*** PROVIDED DATA ***

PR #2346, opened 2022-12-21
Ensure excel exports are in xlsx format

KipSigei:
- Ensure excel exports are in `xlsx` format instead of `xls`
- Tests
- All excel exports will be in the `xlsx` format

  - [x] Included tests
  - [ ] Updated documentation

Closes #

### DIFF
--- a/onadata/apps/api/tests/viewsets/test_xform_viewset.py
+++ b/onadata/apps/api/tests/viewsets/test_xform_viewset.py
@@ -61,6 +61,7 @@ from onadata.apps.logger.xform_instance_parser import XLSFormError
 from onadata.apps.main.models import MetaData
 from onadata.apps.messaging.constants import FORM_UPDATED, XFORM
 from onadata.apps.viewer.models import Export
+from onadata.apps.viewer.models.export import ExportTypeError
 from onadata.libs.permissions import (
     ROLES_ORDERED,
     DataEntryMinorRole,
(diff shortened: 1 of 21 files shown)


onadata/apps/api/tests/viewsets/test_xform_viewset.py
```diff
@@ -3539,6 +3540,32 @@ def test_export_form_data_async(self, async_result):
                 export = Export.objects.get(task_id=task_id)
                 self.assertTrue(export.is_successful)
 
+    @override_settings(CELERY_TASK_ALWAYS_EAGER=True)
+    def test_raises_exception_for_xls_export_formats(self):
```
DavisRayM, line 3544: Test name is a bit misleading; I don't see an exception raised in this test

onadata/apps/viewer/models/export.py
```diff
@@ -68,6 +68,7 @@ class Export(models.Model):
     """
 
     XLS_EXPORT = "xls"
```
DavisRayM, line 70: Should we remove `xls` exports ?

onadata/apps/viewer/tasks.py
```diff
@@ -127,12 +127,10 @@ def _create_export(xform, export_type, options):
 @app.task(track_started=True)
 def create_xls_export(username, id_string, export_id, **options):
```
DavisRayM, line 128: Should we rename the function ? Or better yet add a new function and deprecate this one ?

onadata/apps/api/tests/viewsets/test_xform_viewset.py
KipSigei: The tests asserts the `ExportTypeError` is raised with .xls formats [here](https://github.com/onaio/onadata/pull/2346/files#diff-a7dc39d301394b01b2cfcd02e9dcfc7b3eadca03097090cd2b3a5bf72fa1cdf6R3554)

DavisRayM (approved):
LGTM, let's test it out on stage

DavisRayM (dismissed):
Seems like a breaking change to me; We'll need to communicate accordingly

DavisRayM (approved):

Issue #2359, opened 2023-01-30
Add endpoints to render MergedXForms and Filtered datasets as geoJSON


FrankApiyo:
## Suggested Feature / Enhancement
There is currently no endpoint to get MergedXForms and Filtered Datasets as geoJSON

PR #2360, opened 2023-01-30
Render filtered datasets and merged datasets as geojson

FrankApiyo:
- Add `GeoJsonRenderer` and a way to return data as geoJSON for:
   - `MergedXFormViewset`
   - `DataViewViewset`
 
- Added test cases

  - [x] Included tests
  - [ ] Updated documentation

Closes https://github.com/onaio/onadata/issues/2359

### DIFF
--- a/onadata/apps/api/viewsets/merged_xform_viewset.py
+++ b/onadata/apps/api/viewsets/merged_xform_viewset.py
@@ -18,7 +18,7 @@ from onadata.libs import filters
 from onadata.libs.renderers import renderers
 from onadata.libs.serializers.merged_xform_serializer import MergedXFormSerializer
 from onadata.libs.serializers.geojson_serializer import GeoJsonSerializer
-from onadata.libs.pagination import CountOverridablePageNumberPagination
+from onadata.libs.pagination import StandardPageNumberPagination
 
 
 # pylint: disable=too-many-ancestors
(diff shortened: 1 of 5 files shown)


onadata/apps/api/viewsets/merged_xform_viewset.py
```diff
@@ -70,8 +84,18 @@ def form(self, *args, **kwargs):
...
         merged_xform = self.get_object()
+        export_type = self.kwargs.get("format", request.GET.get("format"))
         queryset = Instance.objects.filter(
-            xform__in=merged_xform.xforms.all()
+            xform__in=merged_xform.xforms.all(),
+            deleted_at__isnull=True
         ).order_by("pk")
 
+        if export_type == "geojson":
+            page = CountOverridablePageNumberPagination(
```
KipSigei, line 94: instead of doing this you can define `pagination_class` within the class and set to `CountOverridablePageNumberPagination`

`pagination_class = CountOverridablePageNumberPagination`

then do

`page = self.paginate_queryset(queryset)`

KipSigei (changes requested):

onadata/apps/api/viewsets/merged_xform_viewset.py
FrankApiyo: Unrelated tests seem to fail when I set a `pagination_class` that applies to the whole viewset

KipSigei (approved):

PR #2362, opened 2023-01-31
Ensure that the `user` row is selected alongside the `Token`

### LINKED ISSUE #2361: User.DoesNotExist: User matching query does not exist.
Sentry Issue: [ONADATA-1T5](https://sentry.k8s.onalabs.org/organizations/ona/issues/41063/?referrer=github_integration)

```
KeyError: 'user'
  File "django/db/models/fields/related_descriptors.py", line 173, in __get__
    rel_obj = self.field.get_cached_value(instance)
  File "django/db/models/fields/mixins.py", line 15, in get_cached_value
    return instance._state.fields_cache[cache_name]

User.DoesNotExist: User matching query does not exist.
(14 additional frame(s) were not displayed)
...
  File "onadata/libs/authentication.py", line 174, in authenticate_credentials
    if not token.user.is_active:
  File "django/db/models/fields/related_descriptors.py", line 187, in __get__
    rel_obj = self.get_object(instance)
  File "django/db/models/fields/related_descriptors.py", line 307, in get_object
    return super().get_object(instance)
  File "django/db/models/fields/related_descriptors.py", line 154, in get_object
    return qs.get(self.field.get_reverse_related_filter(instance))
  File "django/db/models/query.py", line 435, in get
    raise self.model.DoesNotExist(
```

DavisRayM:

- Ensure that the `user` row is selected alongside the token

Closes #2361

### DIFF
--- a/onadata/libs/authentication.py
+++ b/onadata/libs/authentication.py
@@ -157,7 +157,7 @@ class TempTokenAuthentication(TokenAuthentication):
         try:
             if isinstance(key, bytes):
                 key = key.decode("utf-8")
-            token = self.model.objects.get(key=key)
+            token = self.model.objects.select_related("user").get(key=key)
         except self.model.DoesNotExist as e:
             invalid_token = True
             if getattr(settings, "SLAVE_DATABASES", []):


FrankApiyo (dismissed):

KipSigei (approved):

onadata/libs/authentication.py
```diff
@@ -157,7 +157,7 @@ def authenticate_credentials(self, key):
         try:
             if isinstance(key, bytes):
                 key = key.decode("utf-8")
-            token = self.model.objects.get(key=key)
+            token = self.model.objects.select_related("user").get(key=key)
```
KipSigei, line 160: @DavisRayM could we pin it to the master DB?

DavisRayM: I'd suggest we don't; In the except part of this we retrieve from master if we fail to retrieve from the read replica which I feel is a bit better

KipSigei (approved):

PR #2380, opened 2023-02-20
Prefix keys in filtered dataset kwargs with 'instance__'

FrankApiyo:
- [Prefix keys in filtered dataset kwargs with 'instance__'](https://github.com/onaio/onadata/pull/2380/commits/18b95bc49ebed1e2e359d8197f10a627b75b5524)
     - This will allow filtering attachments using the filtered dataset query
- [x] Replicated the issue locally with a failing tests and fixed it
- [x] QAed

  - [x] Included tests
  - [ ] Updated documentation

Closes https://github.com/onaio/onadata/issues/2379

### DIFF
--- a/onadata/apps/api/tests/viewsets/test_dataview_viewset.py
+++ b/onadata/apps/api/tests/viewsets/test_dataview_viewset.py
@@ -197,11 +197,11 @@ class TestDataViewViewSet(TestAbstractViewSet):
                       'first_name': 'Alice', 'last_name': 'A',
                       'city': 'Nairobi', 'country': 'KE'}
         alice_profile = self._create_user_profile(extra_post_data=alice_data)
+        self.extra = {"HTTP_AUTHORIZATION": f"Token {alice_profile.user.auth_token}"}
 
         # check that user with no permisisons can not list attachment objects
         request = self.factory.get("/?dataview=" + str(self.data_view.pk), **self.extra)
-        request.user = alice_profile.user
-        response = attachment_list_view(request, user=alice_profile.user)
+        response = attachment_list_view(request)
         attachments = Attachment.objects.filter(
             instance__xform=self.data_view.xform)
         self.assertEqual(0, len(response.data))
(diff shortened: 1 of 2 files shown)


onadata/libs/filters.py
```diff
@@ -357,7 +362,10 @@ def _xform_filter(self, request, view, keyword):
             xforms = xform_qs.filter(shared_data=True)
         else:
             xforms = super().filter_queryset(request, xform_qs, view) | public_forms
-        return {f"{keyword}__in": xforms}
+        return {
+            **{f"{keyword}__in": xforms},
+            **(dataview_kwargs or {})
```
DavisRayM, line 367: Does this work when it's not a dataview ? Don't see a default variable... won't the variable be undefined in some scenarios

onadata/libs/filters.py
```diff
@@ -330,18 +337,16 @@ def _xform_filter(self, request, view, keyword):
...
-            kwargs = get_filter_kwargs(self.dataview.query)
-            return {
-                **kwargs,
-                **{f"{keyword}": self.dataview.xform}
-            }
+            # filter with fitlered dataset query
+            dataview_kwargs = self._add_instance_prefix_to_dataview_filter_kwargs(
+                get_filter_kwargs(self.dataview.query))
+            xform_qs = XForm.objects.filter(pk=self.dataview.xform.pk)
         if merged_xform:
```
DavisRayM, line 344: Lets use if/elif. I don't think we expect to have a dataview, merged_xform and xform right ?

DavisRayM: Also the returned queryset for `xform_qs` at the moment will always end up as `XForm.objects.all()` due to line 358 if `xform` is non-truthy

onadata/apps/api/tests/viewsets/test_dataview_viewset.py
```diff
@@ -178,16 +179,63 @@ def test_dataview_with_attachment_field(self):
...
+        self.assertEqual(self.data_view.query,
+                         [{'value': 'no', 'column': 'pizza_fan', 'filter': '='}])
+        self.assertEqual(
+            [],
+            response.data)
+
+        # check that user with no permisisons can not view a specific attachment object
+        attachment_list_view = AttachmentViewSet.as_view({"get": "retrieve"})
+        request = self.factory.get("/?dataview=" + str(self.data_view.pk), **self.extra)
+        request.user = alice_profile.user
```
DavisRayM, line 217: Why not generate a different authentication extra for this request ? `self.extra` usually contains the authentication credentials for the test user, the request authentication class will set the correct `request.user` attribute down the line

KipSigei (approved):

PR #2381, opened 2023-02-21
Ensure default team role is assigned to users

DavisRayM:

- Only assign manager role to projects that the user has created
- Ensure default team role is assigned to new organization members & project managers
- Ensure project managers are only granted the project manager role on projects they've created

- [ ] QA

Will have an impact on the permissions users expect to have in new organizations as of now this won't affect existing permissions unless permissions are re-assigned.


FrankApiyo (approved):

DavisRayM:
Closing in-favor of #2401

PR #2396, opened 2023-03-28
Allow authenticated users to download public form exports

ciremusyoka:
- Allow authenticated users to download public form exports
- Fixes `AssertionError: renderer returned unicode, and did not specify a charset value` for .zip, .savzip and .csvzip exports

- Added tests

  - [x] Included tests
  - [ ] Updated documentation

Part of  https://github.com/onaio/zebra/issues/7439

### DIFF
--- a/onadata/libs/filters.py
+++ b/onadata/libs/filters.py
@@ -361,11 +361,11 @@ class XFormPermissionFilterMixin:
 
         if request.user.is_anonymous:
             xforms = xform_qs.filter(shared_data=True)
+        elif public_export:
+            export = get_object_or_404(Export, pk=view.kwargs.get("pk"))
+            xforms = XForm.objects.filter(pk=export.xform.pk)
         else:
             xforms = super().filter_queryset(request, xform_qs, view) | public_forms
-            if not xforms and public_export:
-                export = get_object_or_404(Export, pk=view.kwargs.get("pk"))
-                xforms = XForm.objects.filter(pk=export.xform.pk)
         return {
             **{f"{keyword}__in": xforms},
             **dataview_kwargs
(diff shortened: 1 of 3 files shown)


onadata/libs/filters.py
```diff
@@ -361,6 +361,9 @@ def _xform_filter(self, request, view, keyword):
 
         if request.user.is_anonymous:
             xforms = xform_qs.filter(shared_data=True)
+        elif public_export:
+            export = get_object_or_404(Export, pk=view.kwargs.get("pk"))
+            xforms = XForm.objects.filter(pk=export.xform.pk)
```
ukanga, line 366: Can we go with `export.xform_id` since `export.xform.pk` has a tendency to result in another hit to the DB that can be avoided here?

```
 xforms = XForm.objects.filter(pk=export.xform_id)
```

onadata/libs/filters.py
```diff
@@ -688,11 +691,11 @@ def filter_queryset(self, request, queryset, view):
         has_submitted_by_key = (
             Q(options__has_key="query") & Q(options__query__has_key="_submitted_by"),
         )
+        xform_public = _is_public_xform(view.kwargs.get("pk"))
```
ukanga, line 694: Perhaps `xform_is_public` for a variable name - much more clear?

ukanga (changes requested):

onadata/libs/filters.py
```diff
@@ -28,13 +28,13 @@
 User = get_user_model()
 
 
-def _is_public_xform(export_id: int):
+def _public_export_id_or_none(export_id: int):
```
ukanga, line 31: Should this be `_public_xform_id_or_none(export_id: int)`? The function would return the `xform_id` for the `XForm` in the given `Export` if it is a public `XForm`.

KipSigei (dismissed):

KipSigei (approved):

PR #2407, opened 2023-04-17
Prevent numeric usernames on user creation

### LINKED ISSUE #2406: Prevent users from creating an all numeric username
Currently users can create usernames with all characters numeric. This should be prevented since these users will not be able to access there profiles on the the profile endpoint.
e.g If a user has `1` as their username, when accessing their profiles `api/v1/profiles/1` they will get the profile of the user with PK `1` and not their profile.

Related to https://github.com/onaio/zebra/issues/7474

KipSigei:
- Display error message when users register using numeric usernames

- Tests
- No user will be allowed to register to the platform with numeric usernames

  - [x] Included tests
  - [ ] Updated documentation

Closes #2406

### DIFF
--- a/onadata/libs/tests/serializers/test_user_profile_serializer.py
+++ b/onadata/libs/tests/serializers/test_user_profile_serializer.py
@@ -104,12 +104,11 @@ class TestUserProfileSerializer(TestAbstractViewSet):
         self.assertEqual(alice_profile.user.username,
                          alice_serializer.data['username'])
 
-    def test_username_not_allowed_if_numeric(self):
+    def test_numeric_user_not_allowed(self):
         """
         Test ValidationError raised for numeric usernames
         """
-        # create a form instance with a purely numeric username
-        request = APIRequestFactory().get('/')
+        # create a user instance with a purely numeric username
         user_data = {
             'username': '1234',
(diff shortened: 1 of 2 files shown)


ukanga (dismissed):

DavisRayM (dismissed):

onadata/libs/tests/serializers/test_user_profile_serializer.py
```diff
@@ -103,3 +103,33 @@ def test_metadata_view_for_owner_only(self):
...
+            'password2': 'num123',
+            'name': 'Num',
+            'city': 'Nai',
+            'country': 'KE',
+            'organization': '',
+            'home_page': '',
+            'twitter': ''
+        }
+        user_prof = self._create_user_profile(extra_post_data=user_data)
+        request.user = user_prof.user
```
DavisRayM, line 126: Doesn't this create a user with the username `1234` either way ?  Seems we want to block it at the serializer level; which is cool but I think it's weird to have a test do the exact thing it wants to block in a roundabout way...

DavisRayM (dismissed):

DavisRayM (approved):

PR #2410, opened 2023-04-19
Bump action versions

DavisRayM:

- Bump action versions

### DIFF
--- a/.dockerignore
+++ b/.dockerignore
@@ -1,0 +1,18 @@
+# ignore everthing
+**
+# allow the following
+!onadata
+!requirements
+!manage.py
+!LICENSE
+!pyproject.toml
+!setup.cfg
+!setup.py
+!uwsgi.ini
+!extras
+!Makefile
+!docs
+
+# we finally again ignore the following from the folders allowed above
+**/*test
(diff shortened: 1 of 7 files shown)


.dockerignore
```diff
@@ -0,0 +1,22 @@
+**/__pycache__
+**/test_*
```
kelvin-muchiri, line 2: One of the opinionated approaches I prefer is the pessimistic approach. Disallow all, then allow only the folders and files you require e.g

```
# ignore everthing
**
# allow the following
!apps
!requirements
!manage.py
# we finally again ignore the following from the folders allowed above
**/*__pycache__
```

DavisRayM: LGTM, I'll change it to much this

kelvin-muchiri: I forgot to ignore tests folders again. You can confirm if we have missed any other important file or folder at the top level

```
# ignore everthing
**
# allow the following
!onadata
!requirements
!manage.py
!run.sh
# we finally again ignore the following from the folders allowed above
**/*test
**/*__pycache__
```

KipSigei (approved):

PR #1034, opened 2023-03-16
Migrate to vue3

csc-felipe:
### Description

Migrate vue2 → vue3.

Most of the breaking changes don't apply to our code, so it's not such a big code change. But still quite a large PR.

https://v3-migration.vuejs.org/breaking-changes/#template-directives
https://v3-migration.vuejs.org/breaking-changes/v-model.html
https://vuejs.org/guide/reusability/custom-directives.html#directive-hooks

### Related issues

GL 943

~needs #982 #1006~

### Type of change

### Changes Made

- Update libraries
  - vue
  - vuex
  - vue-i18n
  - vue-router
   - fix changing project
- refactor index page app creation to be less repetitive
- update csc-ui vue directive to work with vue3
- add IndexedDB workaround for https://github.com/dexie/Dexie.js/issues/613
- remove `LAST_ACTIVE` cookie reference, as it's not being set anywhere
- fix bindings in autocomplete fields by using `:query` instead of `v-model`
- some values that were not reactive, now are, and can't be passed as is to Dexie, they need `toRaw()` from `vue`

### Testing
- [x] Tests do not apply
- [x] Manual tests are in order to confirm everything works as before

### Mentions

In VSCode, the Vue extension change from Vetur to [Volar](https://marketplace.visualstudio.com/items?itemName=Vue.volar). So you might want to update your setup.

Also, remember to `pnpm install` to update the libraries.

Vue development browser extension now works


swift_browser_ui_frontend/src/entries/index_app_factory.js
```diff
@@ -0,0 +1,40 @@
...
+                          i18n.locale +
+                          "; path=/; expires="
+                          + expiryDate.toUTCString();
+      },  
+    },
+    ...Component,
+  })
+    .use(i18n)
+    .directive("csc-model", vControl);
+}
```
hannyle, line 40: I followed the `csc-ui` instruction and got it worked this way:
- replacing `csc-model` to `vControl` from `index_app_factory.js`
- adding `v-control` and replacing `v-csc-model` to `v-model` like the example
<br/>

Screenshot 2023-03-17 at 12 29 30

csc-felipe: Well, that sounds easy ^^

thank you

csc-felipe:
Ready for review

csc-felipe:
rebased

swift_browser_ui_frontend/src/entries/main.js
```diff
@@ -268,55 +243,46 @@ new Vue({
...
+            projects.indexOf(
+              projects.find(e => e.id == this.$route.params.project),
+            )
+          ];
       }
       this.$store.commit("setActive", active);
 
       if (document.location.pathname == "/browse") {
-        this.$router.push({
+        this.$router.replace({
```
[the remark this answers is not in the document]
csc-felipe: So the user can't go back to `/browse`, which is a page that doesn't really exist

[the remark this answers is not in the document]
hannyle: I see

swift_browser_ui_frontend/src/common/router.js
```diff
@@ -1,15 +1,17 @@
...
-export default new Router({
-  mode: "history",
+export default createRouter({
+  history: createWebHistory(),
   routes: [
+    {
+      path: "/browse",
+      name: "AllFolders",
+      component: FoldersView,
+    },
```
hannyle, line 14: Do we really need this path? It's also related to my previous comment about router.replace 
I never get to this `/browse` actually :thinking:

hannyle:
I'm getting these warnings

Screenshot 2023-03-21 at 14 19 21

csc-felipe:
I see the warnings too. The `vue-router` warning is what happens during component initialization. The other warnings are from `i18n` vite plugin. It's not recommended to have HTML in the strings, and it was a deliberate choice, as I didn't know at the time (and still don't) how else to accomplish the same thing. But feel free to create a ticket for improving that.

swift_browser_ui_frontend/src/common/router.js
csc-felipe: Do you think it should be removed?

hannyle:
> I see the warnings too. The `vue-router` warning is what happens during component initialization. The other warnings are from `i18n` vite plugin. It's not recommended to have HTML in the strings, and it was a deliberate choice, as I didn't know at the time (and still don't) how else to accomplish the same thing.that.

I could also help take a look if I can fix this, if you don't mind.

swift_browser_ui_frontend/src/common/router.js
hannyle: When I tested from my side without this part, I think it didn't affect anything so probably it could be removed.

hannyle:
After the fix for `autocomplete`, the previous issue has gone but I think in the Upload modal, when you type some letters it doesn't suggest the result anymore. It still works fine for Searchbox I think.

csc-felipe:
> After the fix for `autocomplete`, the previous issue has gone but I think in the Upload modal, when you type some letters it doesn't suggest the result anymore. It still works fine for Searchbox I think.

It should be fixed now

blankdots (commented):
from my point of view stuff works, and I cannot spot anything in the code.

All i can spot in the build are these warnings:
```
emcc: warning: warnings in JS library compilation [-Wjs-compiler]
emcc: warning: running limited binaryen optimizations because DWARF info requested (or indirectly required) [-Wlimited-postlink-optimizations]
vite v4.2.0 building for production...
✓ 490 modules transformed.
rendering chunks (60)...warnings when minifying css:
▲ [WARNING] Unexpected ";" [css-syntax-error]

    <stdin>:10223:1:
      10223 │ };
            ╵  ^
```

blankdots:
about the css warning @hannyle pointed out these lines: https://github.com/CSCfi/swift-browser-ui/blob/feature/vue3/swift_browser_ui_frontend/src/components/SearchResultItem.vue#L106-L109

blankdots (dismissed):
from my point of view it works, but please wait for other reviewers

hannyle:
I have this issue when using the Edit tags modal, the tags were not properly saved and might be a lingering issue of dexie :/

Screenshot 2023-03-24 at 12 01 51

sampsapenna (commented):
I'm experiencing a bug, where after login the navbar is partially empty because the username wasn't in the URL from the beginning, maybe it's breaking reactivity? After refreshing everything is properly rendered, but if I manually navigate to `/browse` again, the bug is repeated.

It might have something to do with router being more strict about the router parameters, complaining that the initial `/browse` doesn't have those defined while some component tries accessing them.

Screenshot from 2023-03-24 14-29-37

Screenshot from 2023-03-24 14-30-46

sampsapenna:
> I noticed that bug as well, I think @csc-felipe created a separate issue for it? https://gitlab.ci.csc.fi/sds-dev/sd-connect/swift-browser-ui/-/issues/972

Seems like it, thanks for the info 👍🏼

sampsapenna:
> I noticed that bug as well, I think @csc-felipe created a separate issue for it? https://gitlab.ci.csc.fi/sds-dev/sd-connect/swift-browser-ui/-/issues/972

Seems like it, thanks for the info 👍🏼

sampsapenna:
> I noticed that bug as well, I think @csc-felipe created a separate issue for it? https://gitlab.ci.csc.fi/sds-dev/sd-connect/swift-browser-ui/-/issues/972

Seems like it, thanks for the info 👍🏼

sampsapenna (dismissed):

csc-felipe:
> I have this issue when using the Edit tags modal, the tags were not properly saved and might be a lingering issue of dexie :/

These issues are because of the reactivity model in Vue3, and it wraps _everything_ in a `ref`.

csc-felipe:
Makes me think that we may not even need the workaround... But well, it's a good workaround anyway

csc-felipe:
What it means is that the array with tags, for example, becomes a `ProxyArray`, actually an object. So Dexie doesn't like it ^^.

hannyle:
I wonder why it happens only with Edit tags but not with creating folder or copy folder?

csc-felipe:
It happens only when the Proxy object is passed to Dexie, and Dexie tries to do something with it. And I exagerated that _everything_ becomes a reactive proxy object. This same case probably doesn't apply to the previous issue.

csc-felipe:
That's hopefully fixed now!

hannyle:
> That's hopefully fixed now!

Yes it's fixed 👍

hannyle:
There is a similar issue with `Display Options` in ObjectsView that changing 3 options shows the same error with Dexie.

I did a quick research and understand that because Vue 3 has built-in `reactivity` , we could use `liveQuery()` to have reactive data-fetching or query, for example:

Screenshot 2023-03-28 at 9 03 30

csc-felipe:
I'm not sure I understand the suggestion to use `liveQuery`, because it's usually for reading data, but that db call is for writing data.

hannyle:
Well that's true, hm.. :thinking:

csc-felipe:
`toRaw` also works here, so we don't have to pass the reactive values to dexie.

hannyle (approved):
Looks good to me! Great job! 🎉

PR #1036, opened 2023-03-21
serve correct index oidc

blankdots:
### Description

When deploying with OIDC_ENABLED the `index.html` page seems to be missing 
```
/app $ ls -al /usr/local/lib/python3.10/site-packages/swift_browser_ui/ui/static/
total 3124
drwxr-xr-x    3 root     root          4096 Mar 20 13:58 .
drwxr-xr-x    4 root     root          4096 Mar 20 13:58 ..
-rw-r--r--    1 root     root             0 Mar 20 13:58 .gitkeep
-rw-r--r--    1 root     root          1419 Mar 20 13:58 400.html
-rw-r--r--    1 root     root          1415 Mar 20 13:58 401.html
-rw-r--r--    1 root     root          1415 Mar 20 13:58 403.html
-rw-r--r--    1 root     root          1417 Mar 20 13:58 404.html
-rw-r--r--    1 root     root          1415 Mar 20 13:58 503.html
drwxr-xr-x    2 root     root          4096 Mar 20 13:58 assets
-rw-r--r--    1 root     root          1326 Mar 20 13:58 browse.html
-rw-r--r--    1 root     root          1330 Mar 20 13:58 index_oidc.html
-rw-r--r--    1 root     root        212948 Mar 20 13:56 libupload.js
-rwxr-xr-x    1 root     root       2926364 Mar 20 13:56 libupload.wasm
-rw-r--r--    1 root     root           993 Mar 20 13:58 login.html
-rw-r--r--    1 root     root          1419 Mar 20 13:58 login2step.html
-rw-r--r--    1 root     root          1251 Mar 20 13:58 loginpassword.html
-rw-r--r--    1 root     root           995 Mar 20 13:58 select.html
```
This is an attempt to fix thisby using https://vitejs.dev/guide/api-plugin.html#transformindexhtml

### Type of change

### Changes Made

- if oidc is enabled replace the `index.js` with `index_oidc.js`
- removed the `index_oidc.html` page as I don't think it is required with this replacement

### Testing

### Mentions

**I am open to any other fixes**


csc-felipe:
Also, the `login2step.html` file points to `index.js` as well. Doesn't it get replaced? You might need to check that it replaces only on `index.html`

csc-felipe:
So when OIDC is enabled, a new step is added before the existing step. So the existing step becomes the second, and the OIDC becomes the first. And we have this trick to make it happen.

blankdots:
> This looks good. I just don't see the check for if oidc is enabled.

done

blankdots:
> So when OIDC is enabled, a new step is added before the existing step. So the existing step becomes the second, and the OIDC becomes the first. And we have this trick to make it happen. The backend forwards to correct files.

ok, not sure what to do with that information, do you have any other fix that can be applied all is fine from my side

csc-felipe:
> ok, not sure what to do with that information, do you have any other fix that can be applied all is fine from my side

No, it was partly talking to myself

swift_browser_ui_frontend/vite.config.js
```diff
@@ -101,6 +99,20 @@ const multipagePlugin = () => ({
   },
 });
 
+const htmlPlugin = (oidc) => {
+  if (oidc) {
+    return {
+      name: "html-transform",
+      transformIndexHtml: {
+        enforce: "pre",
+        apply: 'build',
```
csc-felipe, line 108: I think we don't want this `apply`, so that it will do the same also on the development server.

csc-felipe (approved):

*** End of PROVIDED DATA ***

EXERCISE INSTRUCTIONS: Where a line of the data includes the string "raised", list that line.

SOLUTION FOR THIS TASK:
DavisRayM, line 3544: Test name is a bit misleading; I don't see an exception raised in this test
KipSigei: The tests asserts the `ExportTypeError` is raised with .xls formats [here](https://github.com/onaio/onadata/pull/2346/files#diff-a7dc39d301394b01b2cfcd02e9dcfc7b3eadca03097090cd2b3a5bf72fa1cdf6R3554)
         Test ValidationError raised for numeric usernames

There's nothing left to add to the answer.